Je ne bois jamais en travaillant. Mais j’ai fait une exception pour Madeleine.

Madeleine Antonio-Sauvé a 99 ans. J’avais rendez-vous avec elle un lundi à 16 h, à l’heure de son « happy hour » quotidien.

Lorsque je suis entrée dans son appartement du quartier Côte-des-Neiges, Madeleine avait un martini posé sur la petite table à côté de son fauteuil. La télé était allumée. « J’écoutais Trump, cet imbécile… », a-t-elle lancé, de sa voix éraillée.

Son arrière-petite-fille Catherine Jeanne, 23 ans, m’avait avertie. « Vous allez voir, Madeleine ne correspond pas à l’image habituelle que l’on se fait d’une centenaire. »

Madeleine a éteint la télé et s’est dirigée vers la cuisine. Bien qu’elle ait perdu la vue, cela ne l’empêche pas d’être autonome. « Je vis seule.
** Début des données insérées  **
Issue #237, opened 2018-06-30
Revamp weapon upgrades to be more universal


GingerAvalanche:
Currently, weapon upgrades can modify several aspects of a weapon's abilities, but damage and critical damage are not among them. Modders can use X2Effects to get around this, but it leads to quite a bit of wonkiness at the UI level.

Propose to change items and upgrade templates in order to add base-level compatibility for increasing the damage, critical damage, shred, and pierce of a weapon, directly onto the upgrade template.

To begin with, X2WeaponUpgradeTemplate would need four new int properties and four new delegates to govern their interaction with the rest of the code:
`DmgBonus`
`CritDmgBonus`
`PierceBonus`
`ShredBonus`
`AddDamageModifierFn`
`AddCritDamageModifierFn`
`AddPierceModifierFn`
`AddShredModifierFn`

There are also several parts of XComGameState_Item that are coded under the assumption that weapon upgrades cannot modify damage or critical damage:
`GetWeaponStatsForUI`
`GetUpgradeEffectForUI`
`GetUpgradeModifiersForUI`
`GetUISummary_WeaponStats`
These would need to be modified in order to accept the new properties from the template.

Lastly, and the most problematic, is that the interface for passing around this information, EUISummary_WeaponStats, is a struct that does not contain properties governing critical damage, pierce, or shred (though it does contain a property for damage). This would need to be changed, but as it is used in XComGameState_Item, a native class, this may not be possible. Will update.

GingerAvalanche:
Several parts of the code included unfinished pieces that were clearly meant to function towards allowing weapon upgrades to modify more things, but at the last minute they seem to have scrapped those ideas and hardcoded in limitations. For example, when calculating damage, `X2Effect_ApplyWeaponDamageToUnit` assumes that there can be more than one upgrade affecting damage (even though that part of the code was behind a conditional that could never be `true`), while `GetUpgradeModifiersForUI` assumes that anytime an upgrade changes a stat, it will be the only one to do so.

In order to make this universal, and to provide more leeway for mods, I went ahead and changed all instances of "set bonus value to X" to "add bonus value to X."

GingerAvalanche:
Pitfall: any damage increases from an attached upgrade will not show on the UI wing in the tactical HUD.

[...]

PR #262, opened 2018-08-02
Implementation of Issue #237 changes

GingerAvalanche:
The branch is fixed. It doesn't contain the changes from issue 235 anymore. Hopefully it stays that way.


X2WOTCCommunityHighlander/Src/XComGame/Classes/XLocalizedData.uc
```diff
@@ -0,0 +1,239 @@
...
+
+// Item/weapon stats
+var localized string CriticalDamageLabel;
+var localized string CriticalChanceLabel;
+var localized string CriticalChanceBonusLabel;
+var localized string PoisonLabel;
+var localized string BurningLabel;
+var localized string ArmorChanceLabel;
+var localized string PierceLabel;
+var localized string RuptureLabel; // Issue #237
```
robojumper: We don't have any localization for this, do we?

Issue #278, opened 2018-09-18
Extend PostEncounterCreation hook to include reinforcement spawns


GingerAvalanche:
#136 adds the capability to modify encounters (pods) before a mission starts, but any reinforcement pods are generated dynamically within the mission by XComGameState_AIReinforcementSpawner.

Propose to add a call to PostEncounterCreation in XComGameState_AIReinforcementSpawner::OnReinforcementSpawnerCreated, immediately after the SpawnInfo is filled out by the SpawnManager. OnReinforcementSpawnerCreated already has context to all the appropriate variables.

Also propose to add an additional optional variable to PostEncounterCreation, a second XComGameState_BaseObject, which will carry the state corresponding to the calling instance, whose existence can be used to differentiate between mission generation and reinforcement generation, and whose properties can be used to restrict pod manipulation based on usage scenario, e.g. if a modder wants to target/ignore Chosen reinforcement spawns.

Je me débrouille ! », dit-elle, en sortant d’une armoire ses bouteilles de gin et de vermouth pour préparer mon martini. « Veux-tu des olives ? Moi, j’adore les olives. J’en mets beaucoup ! »

Nous avons pris place dans le salon. Madeleine, qui ne fait jamais d’excès, m’a raconté la genèse de ce rituel.

« Le happy hour, j’ai commencé ça à la retraite. Avant, je n’avais pas le temps ! »

— Madeleine Antonio-Sauvé

En une heure, elle m’a raconté 100 ans. Son mariage alors qu’elle était toute jeune. Son père, originaire de Kastoria, en Grèce, dont elle a hérité des gènes méditerranéens de longévité. Sa soif de vivre, d’aider, d’apprendre, de bouger. Ses trois fils, qui ont entre 72 et 80 ans, qui lui ont donné 26 descendants.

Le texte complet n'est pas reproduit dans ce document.